___ Input

PR #2279, opened 2021-05-13
Fix test initialization logic which is broken after App.java was restructured

anandjakhaniya:


backend/src/main/java/ai/verta/modeldb/config/Config.java
```diff
@@ -81,18 +82,31 @@ public FutureJdbi getJdbi() {
...
+      return initializeJdbi(databaseConfig);
+    }
+    return this.jdbi;
+  }
 
-      final Jdbi jdbi = Jdbi.create(hikariDataSource);
-      final Executor dbExecutor = FutureGrpc.initializeExecutor(databaseConfig.threadCount);
-      this.jdbi = new FutureJdbi(jdbi, dbExecutor);
+  public FutureJdbi getTestJdbi() {
+    if (this.jdbi == null) {
```
conradoverta, line 91: Is it safe to use the exact same object?

backend/src/main/java/ai/verta/modeldb/config/Config.java
```diff
@@ -81,18 +82,31 @@ public FutureJdbi getJdbi() {
...
+    final var dbUrl = CommonHibernateUtil.buildConnectionString(databaseConfig.RdbConfiguration);
+    hikariDataSource.setJdbcUrl(dbUrl);
+    hikariDataSource.setUsername(databaseConfig.RdbConfiguration.RdbUsername);
+    hikariDataSource.setPassword(databaseConfig.RdbConfiguration.RdbPassword);
+
+    hikariDataSource.setMaximumPoolSize(10); // TODO: configure with a valid pool size
+
+    final Jdbi jdbi = Jdbi.create(hikariDataSource);
+    final Executor dbExecutor = FutureGrpc.initializeExecutor(databaseConfig.threadCount);
+    return new FutureJdbi(jdbi, dbExecutor);
```
conradoverta, line 110: We're no longer saving `this.jdbi` anywhere. We create a new instance every single time the `get` methods are called.

conradoverta (changes requested):

backend/src/main/java/ai/verta/modeldb/config/Config.java
ad-47: We are checking `if (this.jdbi == null) {` before calling `initializeJdbi` method so if it was already initialized then we are return existing one.

anandjakhaniya: Yes. fixed this. it is a bug.

backend/src/main/java/ai/verta/modeldb/config/Config.java
anandjakhaniya: Yes. we are used same `jdbi` but used test config so yes it is safe.

conradoverta (approved):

______

Directions for this task:
Each line between the start of the listing above and the line containing "anandjakhaniya: Yes. we", with both ends counted, is to be set down unchanged.

Output of the exercise:
PR #2279, opened 2021-05-13
Fix test initialization logic which is broken after App.java was restructured

anandjakhaniya:


backend/src/main/java/ai/verta/modeldb/config/Config.java
```diff
@@ -81,18 +82,31 @@ public FutureJdbi getJdbi() {
...
+      return initializeJdbi(databaseConfig);
+    }
+    return this.jdbi;
+  }
 
-      final Jdbi jdbi = Jdbi.create(hikariDataSource);
-      final Executor dbExecutor = FutureGrpc.initializeExecutor(databaseConfig.threadCount);
-      this.jdbi = new FutureJdbi(jdbi, dbExecutor);
+  public FutureJdbi getTestJdbi() {
+    if (this.jdbi == null) {
```
conradoverta, line 91: Is it safe to use the exact same object?

backend/src/main/java/ai/verta/modeldb/config/Config.java
```diff
@@ -81,18 +82,31 @@ public FutureJdbi getJdbi() {
...
+    final var dbUrl = CommonHibernateUtil.buildConnectionString(databaseConfig.RdbConfiguration);
+    hikariDataSource.setJdbcUrl(dbUrl);
+    hikariDataSource.setUsername(databaseConfig.RdbConfiguration.RdbUsername);
+    hikariDataSource.setPassword(databaseConfig.RdbConfiguration.RdbPassword);
+
+    hikariDataSource.setMaximumPoolSize(10); // TODO: configure with a valid pool size
+
+    final Jdbi jdbi = Jdbi.create(hikariDataSource);
+    final Executor dbExecutor = FutureGrpc.initializeExecutor(databaseConfig.threadCount);
+    return new FutureJdbi(jdbi, dbExecutor);
```
conradoverta, line 110: We're no longer saving `this.jdbi` anywhere. We create a new instance every single time the `get` methods are called.

conradoverta (changes requested):

backend/src/main/java/ai/verta/modeldb/config/Config.java
ad-47: We are checking `if (this.jdbi == null) {` before calling `initializeJdbi` method so if it was already initialized then we are return existing one.

anandjakhaniya: Yes. fixed this. it is a bug.

backend/src/main/java/ai/verta/modeldb/config/Config.java
anandjakhaniya: Yes. we are used same `jdbi` but used test config so yes it is safe.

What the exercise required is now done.